§ What you should do: Extract each line of the records below that contains the word "mind".

§ Extracted information:

PR #644, opened 2020-12-09
Call cfn-lint for module fragments

miparnisari:
*Issue #, if available:* N/A

*Description of changes:* when calling `cfn validate` on a module, run `cfn-lint` on the fragment for extra validations.

(Future improvement: support `cfn validate --region` so that we can pass the `region` value to `cfn-lint`. Related: https://github.com/aws-cloudformation/cfn-python-lint/issues/607)

Sample output:

```bash
MacBook@ ~/Desktop/modules/cfnlint $ cat fragments/sample.json
{
    "AWSTemplateFormatVersion": "2010-09-09",
    "Resources": {
        "S3Bucket": {
            "Type": "AWS::S3::Bucket",
            "DeletionPolicy": "Something",
            "UpdateReplacePolicy": "Retain"
        }
    }
}
MacBook@ ~/Desktop/modules/cfnlint $ cfn validate
Module fragment is probably valid, but there are warnings/errors from cfn-lint (https://github.com/aws-cloudformation/cfn-python-lint):
	DeletionPolicy should be only one of Delete, Retain, Snapshot at Resources/S3Bucket/DeletionPolicy (from rule E3035: Check DeletionPolicy values for Resources)
MacBook@ ~/Desktop/modules/cfnlint $ cat fragments/sample.json
{
    "AWSTemplateFormatVersion": "2010-09-09",
    "Resources": {
        "S3Bucket": {
            "Type": "AWS::S3::Bucket",
            "DeletionPolicy": "Retain",
            "UpdateReplacePolicy": "Retain"
        }
    }
}
MacBook@ ~/Desktop/modules/cfnlint $ cfn validate
Module fragment is valid.
```

---

### DIFF
--- a/README.md
+++ b/README.md
@@ -57,9 +57,9 @@ cfn test --enforce-timeout 60 -- -k contract_delete_update # combine args
 
 ### Command: validate
 
-To validate the auto-generated code, use the `validate` command.
+To validate the schema, use the `validate` command.
 
-This command is automatically run whenever one attempts to submit a resource or module. Any module fragments will be automatically validated via `cfn-lint`, however any warnings or errors detected by `cfn-lint` will not cause this step to fail.
+This command is automatically run whenever one attempts to submit a resource or module. Any module fragments will be automatically validated via [`cfn-lint`](https://github.com/aws-cloudformation/cfn-python-lint/), however any warnings or errors detected by [`cfn-lint`](https://github.com/aws-cloudformation/cfn-python-lint/) will not cause this step to fail.
 
 ```bash
 cfn validate
--- a/README.md
+++ b/README.md
@@ -55,6 +55,16 @@ cfn test --enforce-timeout 60 #set the RL handler timeout to 60 seconds and CUD 
 cfn test --enforce-timeout 60 -- -k contract_delete_update # combine args
 ```
 
+### Command: validate
+
+To validate the auto-generated code, use the `validate` command.
+
+This command is automatically run whenever one attempts to submit a resource or module. Any module fragments will be automatically validated via `cfn-lint`, however any warnings or errors detected by `cfn-lint` will not cause this step to fail.
+
+```bash
+cfn validate
+```
+
 ### Command: build-image
 
 To build an image for a resource type. This image provides a minimalistic execution environment for the resource handler that does not depend on AWS Lambda in anyway. This image can be used during cfn invoke and cfn test instead of using sam cli.
--- a/setup.py
+++ b/setup.py
@@ -51,7 +51,7 @@ setup(
         "colorama>=0.4.1",
         "docker>=4.3.1",
         "ordered-set>=4.0.2",
-        "cfn-lint>=0.35.0",
+        "cfn-lint>=0.43.0",
     ],
     entry_points={
         "console_scripts": ["cfn-cli = rpdk.core.cli:main", "cfn = rpdk.core.cli:main"]
--- a/setup.py
+++ b/setup.py
@@ -51,6 +51,7 @@ setup(
         "colorama>=0.4.1",
         "docker>=4.3.1",
         "ordered-set>=4.0.2",
+        "cfn-lint>=0.35.0",
     ],
     entry_points={
         "console_scripts": ["cfn-cli = rpdk.core.cli:main", "cfn = rpdk.core.cli:main"]
--- a/src/rpdk/core/fragment/generator.py
+++ b/src/rpdk/core/fragment/generator.py
@@ -86,6 +86,10 @@ class TemplateFragment:  # pylint: disable=too-many-instance-attributes
                 "warnings/errors from cfn-lint "
                 "(https://github.com/aws-cloudformation/cfn-python-lint):"
             )
+            self.__print_cfn_lint_warnings(lint_warnings)
+
+    @staticmethod
+    def __print_cfn_lint_warnings(lint_warnings):
         for lint_warning in lint_warnings:
             print(
                 "\t{} (from rule {})".format(lint_warning.message, lint_warning.rule),
--- a/src/rpdk/core/fragment/generator.py
+++ b/src/rpdk/core/fragment/generator.py
@@ -11,6 +11,8 @@ import logging
 import os
 from pathlib import Path
 
+import cfnlint.config
+import cfnlint.core
 import yaml
 
 from rpdk.core.data_loaders import resource_json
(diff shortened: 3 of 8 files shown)


tests/data/sample_fragments/template_without_parameter_section.json
```diff
@@ -5,6 +5,7 @@
         "S3Bucket": {
             "Type": "AWS::S3::Bucket",
             "DeletionPolicy": "Retain",
+            "UpdateReplacePolicy": "Retain",
```
miparnisari, line 8: This change is needed to bring coverage to 100% and not have to write an extra test

setup.py
```diff
@@ -51,6 +51,7 @@ def find_version(*file_paths):
         "colorama>=0.4.1",
         "docker>=4.3.1",
         "ordered-set>=4.0.2",
+        "cfn-lint>=0.35.0",
```
PatMyron, line 54: any particular reason for this version btw? Thinking we want the latest version since older versions bundle outdated static data (assuming [`0.35.0`](https://github.com/aws-cloudformation/cfn-python-lint/releases/tag/v0.35.0) was just the latest version when this work started since nothing too notable about that release)
```suggestion
        "cfn-lint>=0.43.0",
```

README.md
```diff
@@ -55,6 +55,16 @@ cfn test --enforce-timeout 60 #set the RL handler timeout to 60 seconds and CUD
 cfn test --enforce-timeout 60 -- -k contract_delete_update # combine args
 ```
 
+### Command: validate
+
+To validate the auto-generated code, use the `validate` command.
+
+This command is automatically run whenever one attempts to submit a resource or module. Any module fragments will be automatically validated via `cfn-lint`, however any warnings or errors detected by `cfn-lint` will not cause this step to fail.
```
PatMyron, line 62:
```suggestion
This command is automatically run whenever one attempts to submit a resource or module. Any module fragments will be automatically validated via [`cfn-lint`](https://github.com/aws-cloudformation/cfn-python-lint/), however any warnings or errors detected by [`cfn-lint`](https://github.com/aws-cloudformation/cfn-python-lint/) will not cause this step to fail.
```

src/rpdk/core/fragment/generator.py
```diff
@@ -75,11 +77,43 @@ def validate_fragments(self):
         self.__validate_no_transforms_present(raw_fragments)
         self.__validate_outputs(raw_fragments)
         self.__validate_mappings(raw_fragments)
+        lint_warnings = self.__validate_fragment_through_cfn_lint(raw_fragments)
+        if not lint_warnings:
+            LOG.warning("Module fragment is valid.")
+        else:
+            LOG.warning(
+                "Module fragment is valid, but there are warnings from cfn-lint "
```
PatMyron, line 85: 1) We don't really know the module fragment is valid yet, right?

2) Might be worth distinguishing terminology from one of [`cfn-lint`s rule levels](https://github.com/aws-cloudformation/cfn-python-lint/blob/master/docs/rules.md#rule-levels)?
```suggestion
                "Module fragment might be valid, but there are warnings from cfn-lint "
```

PatMyron:
> Future improvement: support `cfn validate --region` so that we can pass the `region` value to `cfn-lint`

Other options like [`--registry-schemas`](https://github.com/aws-cloudformation/cfn-python-lint/pull/1732) come to mind as well

README.md
```diff
@@ -55,6 +55,16 @@ cfn test --enforce-timeout 60 #set the RL handler timeout to 60 seconds and CUD
 cfn test --enforce-timeout 60 -- -k contract_delete_update # combine args
 ```
 
+### Command: validate
+
+To validate the auto-generated code, use the `validate` command.
```
jotompki, line 60: we really are validating the schema with this command

src/rpdk/core/fragment/generator.py
jotompki: will this only appear if the user running `validate` specifies increased verbosity?

src/rpdk/core/fragment/generator.py
```diff
@@ -75,11 +77,43 @@ def validate_fragments(self):
...
         self.__validate_output_limit(raw_fragments)
 
+    @staticmethod
+    def __validate_fragment_through_cfn_lint(raw_fragment):
+        filename = "temporary_fragment.json"
+
+        with open(filename, "w") as outfile:
+            json.dump(raw_fragment, outfile, indent=4)
+
+        template = cfnlint.decode.cfn_json.load(filename)
```
jotompki, line 104: Can we just use the yaml loads() so we don't have to write to a temporary file: https://github.com/aws-cloudformation/cfn-python-lint/blob/master/src/cfnlint/decode/cfn_yaml.py#L183?

src/rpdk/core/fragment/generator.py
miparnisari: @PatMyron right. I'll edit both.

@jotompki no, for modules this runs all the time.

src/rpdk/core/fragment/generator.py
miparnisari: The problem is that `cfnlint.core.run_checks` needs a `filename` to run. I haven't seen an api that validates a template in memory.

src/rpdk/core/fragment/generator.py
```diff
@@ -75,11 +77,45 @@ def validate_fragments(self):
...
+        else:
+            LOG.warning(
+                "Module fragment is probably valid, but there are "
+                "warnings/errors from cfn-lint "
+                "(https://github.com/aws-cloudformation/cfn-python-lint):"
+            )
+        for lint_warning in lint_warnings:
+            print(
+                "\t{} (from rule {})".format(lint_warning.message, lint_warning.rule),
+            )
```
MalikAtalla-AWS, line 92: Would you mind wrapping this in a new method? Something, like print `cfn_lint_warnings`

src/rpdk/core/fragment/generator.py
```diff
@@ -75,11 +77,45 @@ def validate_fragments(self):
...
+        with open(filename, "w") as outfile:
+            json.dump(raw_fragment, outfile, indent=4)
+
+        template = cfnlint.decode.cfn_json.load(filename)
+
+        # Initialize the ruleset to be applied (no overrules, no excludes)
+        # Runs Warning and Error rules
+        rules = cfnlint.core.get_rules([], [], [], [], False, [])
+
+        regions = ["us-east-1"]
```
MalikAtalla-AWS, line 111: Should this region be hardcoded? What's the effect of this?

PatMyron: `us-east-1` is the default for `cfn-lint` since it's close to a superset for AWS types

miparnisari: Source: https://github.com/aws-cloudformation/cfn-python-lint/blob/master/src/cfnlint/config.py#L519

miparnisari: I'm unsure whether there is a lot of benefit in having RPDK `validate` command receive a `region` parameter and passing this to cfn-lint. John also seemed to suggest above that we could make this whole validation optional. I don't want to make the `validate` CLI too complicated but i'm open to suggestions.

src/rpdk/core/fragment/generator.py
MalikAtalla-AWS: Sorry, I wasn't super clear. I actually meant the entire thing. This way the validate_fragments method will be really short and concise and just have a list of other validate calls. Don't want to block the PR though.

MalikAtalla-AWS (approved):

src/rpdk/core/fragment/generator.py
MalikAtalla-AWS: Thanks for the clarification. Makes sense to me.

src/rpdk/core/fragment/generator.py
jotompki: is filename being used anywhere? 

if it's really necessary recommend: https://docs.python.org/3/library/tempfile.html

miparnisari: @jotompki yep, it's used by ` cfnlint.core.run_checks`. I tried using `NamedTemporaryFile`, I don't see the benefit, I have to write the file, then read it back, and then manually remove it?

src/rpdk/core/fragment/generator.py
miparnisari: refactored!

MalikAtalla-AWS (approved):

kddejong:
This is great to see.  One of the things that may be worth adding as a rule (Warning level) is using parameters in conditions inside your module.  Not sure if you would want to add custom rules but I got tripped up on this.

miparnisari:
> This is great to see. One of the things that may be worth adding as a rule (Warning level) is using parameters in conditions inside your module. Not sure if you would want to add custom rules but I got tripped up on this.

@kddejong this can be added as an extra validation in RPDK, right? @MalikAtalla-AWS has context on all the validations were are currently doing.

PatMyron (approved):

§ Answer for the task:
Other options like [`--registry-schemas`](https://github.com/aws-cloudformation/cfn-python-lint/pull/1732) come to mind as well
MalikAtalla-AWS, line 92: Would you mind wrapping this in a new method? Something, like print `cfn_lint_warnings`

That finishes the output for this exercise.